Lighter weight wheel & tire combination.
Less restrictive exhaust & intake.
Electric versus clutch driven cooling fan.
Synthetic fluids.
Experiment with higher octane fuel (although any MPG gain may not be worth the extra cost).
Tonneau cover (I don't think that affected my MPG noticeably; I think I've read MPG increases in tenths of a MPG for this one.)
Air dam (I haven't done it yet, but I think it's affect is supposed to be minimal also and I guess removable would be wise for DR & 4x4).
Cruise control.

... just some things I've read and heard about. Assuming nothing outrageous in tire/wheel size and a well maintained vehicle, I think the first two are the most helpful.


----------



## GAsouthern1 (Nov 6, 2006)

Try getting a upgrade in air intake such as the K&N version, I saw a significant improvement once I installed it on my 2000 Frontier V6, but its about a $250 unit.


----------



## ERBell (Aug 7, 2005)

What about that tornado or cyclone or whatever it's called? The one that fits into your air intake tube. Because of it's design is supposed to create a vortex of air in the combustion chamber. Sounds a little far fetched to me but you might want to look into that.


----------



## azrocketman (Oct 5, 2005)

ERBell said:


> What about that tornado or cyclone or whatever it's called? The one that fits into your air intake tube. Because of it's design is supposed to create a vortex of air in the combustion chamber. Sounds a little far fetched to me but you might want to look into that.


The intake vortex generators are worthless.

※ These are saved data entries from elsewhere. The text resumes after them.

PR #7499, opened 2022-07-27

fernandanavamoya:
Converted these threads:
-GetProcAddress
-GetTickCount
-GetUserDefaultLCID
-GlobalSize

Added PInvoke.GetModuleHandle.cs file

###### Microsoft Reviewers: [Open in CodeFlow](https://portal.fabricbot.ms/api/codeflow?pullrequest=https://github.com/dotnet/winforms/pull/7499)


src/System.Windows.Forms.Primitives/src/NativeMethods.txt
```diff
@@ -2,15 +2,27 @@ BitBlt
...
+GetProcAddress
 GetThreadLocale
+GetTickCount
 GlobalAlloc
 GlobalFree
 GlobalLock
 GlobalReAlloc
+GlobalSize
 GlobalUnlock
+GetProcAddress
```
dreddy-work, line 23: Sort order missing for new additions here.

src/System.Windows.Forms.Primitives/src/Windows/Win32/PInvoke.GetModuleHandle.cs
```diff
@@ -0,0 +1,24 @@
...
+    {
+        public static unsafe HINSTANCE GetModuleHandle(
+            string lpModuleName)
+        {
+            // We are using GetModuleHandleEx because of the difficulties of the safe handle overload generated when
+            // using GetModuleHandle
+            fixed (char* lpModuleNameLocal = lpModuleName)
+            {
+                HINSTANCE hModule;
+                BOOL result = GetModuleHandleEx(GET_MODULE_HANDLE_EX_FLAG_UNCHANGED_REFCOUNT, lpModuleNameLocal, &hModule);
```
dreddy-work, line 19: if you are not using/checking `result`,  you may want to ignore the return value here.

src/System.Windows.Forms/src/System/Windows/Forms/Application.cs
```diff
@@ -118,20 +119,28 @@ private static bool InitializeComCtlSupportsVisualStyles()
             //
             // GetModuleHandle  returns a handle to a mapped module without incrementing its
             // reference count.
-            IntPtr hModule = Kernel32.GetModuleHandleW(Libraries.Comctl32);
-            if (hModule != IntPtr.Zero)
+            var hModule = PInvoke.GetModuleHandle(Libraries.Comctl32);
+            string IpProcName = "ImageList_WriteEx";
```
dreddy-work, line 123: const string?

src/System.Windows.Forms/src/System/Windows/Forms/Application.cs
```diff
@@ -118,20 +119,28 @@ private static bool InitializeComCtlSupportsVisualStyles()
...
+            nint ninthModule = Kernel32.LoadComctl32(StartupPath);
+            if (ninthModule == 0)
             {
                 return false;
             }
 
-            return Kernel32.GetProcAddress(hModule, "ImageList_WriteEx") != IntPtr.Zero;
+            fixed (byte* ptr = &test[0])
+            {
+                return PInvoke.GetProcAddress(hModule, (Foundation.PCSTR)ptr) != 0;
```
dreddy-work, line 142: isn't this `ninthModule`

src/System.Windows.Forms/src/System/Windows/Forms/AxHost.cs
```diff
@@ -3232,7 +3232,7 @@ public unsafe bool HasPropertyPages()
 
         private unsafe void ShowPropertyPageForDispid(Ole32.DispatchID dispid, Guid guid)
         {
-            nint pUnk = Marshal.GetIUnknownForObject(GetOcx());
+            IntPtr pUnk = Marshal.GetIUnknownForObject(GetOcx());
```
dreddy-work, line 3235: why this change?

src/System.Windows.Forms/src/System/Windows/Forms/NativeWindow.cs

I experienced an increase of 1 to 2 mpg on my 2001 king cab 2WD automatic when I added a hard tonneau cover. I wanted the lockable bed cover so the gas mileage was a bonus. Other than that the biggest improvement is relatively conservative driving (although I would not recommend maintaining 55 mph on a 75 mph highway) and good maintenance (e.g. tire pressures).

Steve


----------



## THXdts (Nov 5, 2006)

azrocketman said:


> The intake vortex generators are worthless. I experienced an increase of 1 to 2 mpg on my 2001 king cab 2WD automatic when I added a hard tonneau cover. I wanted the lockable bed cover so the gas mileage was a bonus. Other than that the biggest improvement is relatively conservative driving (although I would not recommend maintaining 55 mph on a 75 mph highway) and good maintenance (e.g. tire pressures).
> 
> Steve


Yeah, they are worthless.


----------



## neicedover1982 (Jan 27, 2006)

I have a soft top on my 2005 and the mpg has gone up by about 2. I have also changed my driving habits as much as possible.

- No quick starts off the line (ie green lights and such)
- Coast alot, I usually give gas going down a hill and build up speed and then coast up the next hll (the engine works harder to move you up)
- I coast to stops when I can, this is great on the back roads since no one is right behind me.
- Obey the speed limits. You will be amazed how well this one works.

Other than that, proper maintenance is the most inportant. Dont by the vortex thing or anything like it. You have a truck so its not going to get the mpg that a car gets but dont waste money on bogus inventions.


----------



## THXdts (Nov 5, 2006)

Anyone else have any other ideas?


----------



## dflw_99 (Feb 15, 2005)

try using BP gas. i noticed about 1-2 mpg using it rather then citgo gas.


----------



## himilefrontier (Jan 21, 2003)

My favorite is running higher than factory tire pressures. I buy tires that max out at around 45 psi on the sidewall and run them at that. It gives me a 1-2 mpg boost. I can tell when they are getting low by a reduction in fuel mileage, I run full to empty on every tank with the trip odometer to monitor it.


----------



## jerryp58 (Jan 6, 2005)

THXdts said:


> Anyone else have any other ideas?



Numerically lower gear set
Turbocharger
Diesel engine


----------



## dflw_99 (Feb 15, 2005)

lower gears??? would that make the engine spin faster?


----------



## azrocketman (Oct 5, 2005)

dflw_99 said:


> lower gears??? would that make the engine spin faster?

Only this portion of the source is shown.